• [WHAT TO DO] Your task is to restate exactly the lines from the one holding "guewen: I like" to the end of the entries below, inclusive.

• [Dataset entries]
=== Section Start ===
PR #201, opened 2016-08-10
Porting job_uuid in context to V9

nicolas-petit:
See the following pull request for V8 version:
https://github.com/OCA/connector/pull/172/files

### DIFF
--- a/connector/queue/job.py
+++ b/connector/queue/job.py
@@ -486,7 +486,8 @@ class Job(object):
         with session.change_user(self.user_id):
             self.retry += 1
             try:
-                self.result = self.func(session, *self.args, **self.kwargs)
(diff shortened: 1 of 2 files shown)


lasley:
Hi @nicolas-petit - thanks for the submission. Would it be possible to instead cherry pick the relevant commits from the 8.0 branch? While I admittedly prefer the one commit that we have here vs the multiple there, using the cherry-picks makes it easier to identify the change sets are actually the same from a high level.

nicolas-petit:
Thank your for your feedback @lasley 
I revised this pull request using cherry-picking.

lmignon:
:+1: (Code review)

sebalix:
:+1:

lasley:
Thanks for the update @nicolas-petit 👍

PR #205, opened 2016-08-22
[9.0] delay between job start, configurable per channel

### LINKED ISSUE #203: Blueprint: per channel delay between jobs
# Goal

The current channel configuration mechanism allows to limit the number of jobs that can run in parallel. However, as soon as there is available capacity, the next job runs immediately (provided there is capacity in the downstream channel, of course). 

Some third party systems have rate limitation systems that reject requests that arrive with a too high frequency. 

To cope with such systems, I propose to extend the channel configuration mechanism to implement a delay betwen the dequeing of successive jobs.
# Configuration

The channel configuration string will accept a new key 'delay' whose value is the delay between jobs in seconds.

https://github.com/OCA/connector/blob/0df11a02610c04cd600ce087ff9ba274113c403d/connector/jobrunner/channels.py#L539
# Implementation

It should be as simple as using this delay option to compute the time before which no job can be dequed in the channel, then breaking the get_jobs_to_run loop if that time is not reached.

https://github.com/OCA/connector/blob/0df11a02610c04cd600ce087ff9ba274113c403d/connector/jobrunner/channels.py#L460

sbidoul:
fixes #203

### DIFF
--- a/connector/doc/guides/jobrunner.rst
+++ b/connector/doc/guides/jobrunner.rst
@@ -25,7 +25,8 @@ Intermediate subchannels which are not configured explicitly are autocreated
 with an unlimited capacity (except the root channel which if not configured gets
 a default capacity of 1).
 
-A delay between jobs can be set at the channel level with the ``delay`` key.
+A delay in seconds between jobs can be set at the channel level with 
+the ``throttle`` key.
 
 Example ``ODOO_CONNECTOR_CHANNELS``:
 
@@ -33,4 +34,4 @@ Example ``ODOO_CONNECTOR_CHANNELS``:
 * ``root:4,root.sub:2``: allow up to 4 concurrent jobs in the root channel and
   up to 2 concurrent jobs in the channel named ``root.sub``.
 * ``sub:2``: the same.
-* ``root:4:delay=2``: wait at least 2 seconds before starting the next job
+* ``root:4:throttle=2``: wait at least 2 seconds before starting the next job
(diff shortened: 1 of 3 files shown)


guewen:
Amazing work :+1:

lmignon:
Once again, I am impressed by such a so clean implementation!! :+1: (Core review, no tests)

connector/doc/guides/jobrunner.rst
```diff
@@ -25,9 +25,12 @@ Intermediate subchannels which are not configured explicitly are autocreated
 with an unlimited capacity (except the root channel which if not configured gets
 a default capacity of 1).
 
+A delay between jobs can be set at the channel level with the ``delay`` key.
```
pedrobaeza: A delay **in seconds**...

guewen: Just wondering if `wait` could not be more appropriate, since `delay` is also the name of the method to delay a job?

sbidoul: Yep, that traversed my mind too. I was also considering `pause` or `throttle`. I personally like 
`throttle`. Any preference?

guewen: I like `throttle`, it seems the most accurate term to me.

lmignon: :+1:  for `throttle`

sbidoul:
`throttle` key implemented and doc updated.

guewen:
Thanks

lasley:
Gotta love it when the comments are deeper than the code! 👍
=== Section End ===
• [ANSWER BOX]
guewen: I like `throttle`, it seems the most accurate term to me.

lmignon: :+1:  for `throttle`

sbidoul:
`throttle` key implemented and doc updated.

guewen:
Thanks

lasley:
Gotta love it when the comments are deeper than the code! 👍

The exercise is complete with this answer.